Nancy and Steve Gerard
SAVANNAH,
Ga. — (text: courtesy of Georgia Public Radio)

Nancy Gerard
became the late songwriter Johnny Mercer's most vocal advocate in his native
city. Savannah residents are remembering a vocal advocate for one of the city's
most famous native sons.
Nancy Gerard, a niece of the prolific late songwriter Johnny Mercer, died on
Friday.
Gerard kept her uncle's legacy alive through media and school appearances.
"His father once asked him, 'Well, son, how do you do this?'" Gerard
told GPB in 2008. "And he said, 'Well, pop, I just get in tune with the
infinite.'"
Mercer wrote classic American tunes such as "Autumn Leaves,"

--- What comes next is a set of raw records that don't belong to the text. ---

PR #2533, opened 2025-01-09
[ENGG-2735] fix: current values get cleared on switching workspace

nafees87n:
# Changes
- Changed redux structure to store the environments mapped to `ownerId`

### DIFF
--- a/app/src/store/features/variables/reducers.ts
+++ b/app/src/store/features/variables/reducers.ts
@@ -15,9 +15,10 @@ const addNewEnvironment = (
   action: PayloadAction<{
     id: string;
     name: string;
+    ownerId: string;
   }>
 ) => {
-  state.environments[action.payload.id] = {
+  state.environments[action.payload.ownerId][action.payload.id] = {
     id: action.payload.id,
     variables: {},
     name: action.payload.name,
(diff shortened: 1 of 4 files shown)


app/src/store/features/variables/reducers.ts
```diff
@@ -15,9 +15,10 @@ const addNewEnvironment = (
   action: PayloadAction<{
     id: string;
     name: string;
+    ownerId: string;
   }>
 ) => {
-  state.environments[action.payload.id] = {
+  state.environments[action.payload.ownerId][action.payload.id] = {
```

"Moon River" and "The Days of Wine and Roses."
She was 72 years old.
Her family provided GPB with the following memorial, written by Savannah
writer Betty Darby:
Scrapbooks generally are a strange mix of ego and sentiment – little
collections of paper ephemera of little interest even to their own subjects
within a few years of being stuck together. But Nancy Mercer Keith Gerard’s
scrapbook is a different family treasure entirely. This aging compilation of
newspaper clippings and photos and invitations was put together by Nancy in
the early 1970s as a sort of introduction of herself to the father she had not
seen since infancy. Thirty-some years of a classic “old Savannah” childhood
and the young woman it nurtured are displayed there to show Henry “Hank”
Keith a glimpse of what he missed in his oldest child’s life. And, along the
way, she captured a bit of what it must have been like to “grow up Mercer” in
the history-loving town where her beloved Uncle Bubba was Savannah’s favorite
son, Johnny Mercer.
Steve Gerard, Nancy’s husband of 44 years, tells the story of the scrapbook.
Nancy’s mother was Johnny’s sister, his only sibling to survive childhood.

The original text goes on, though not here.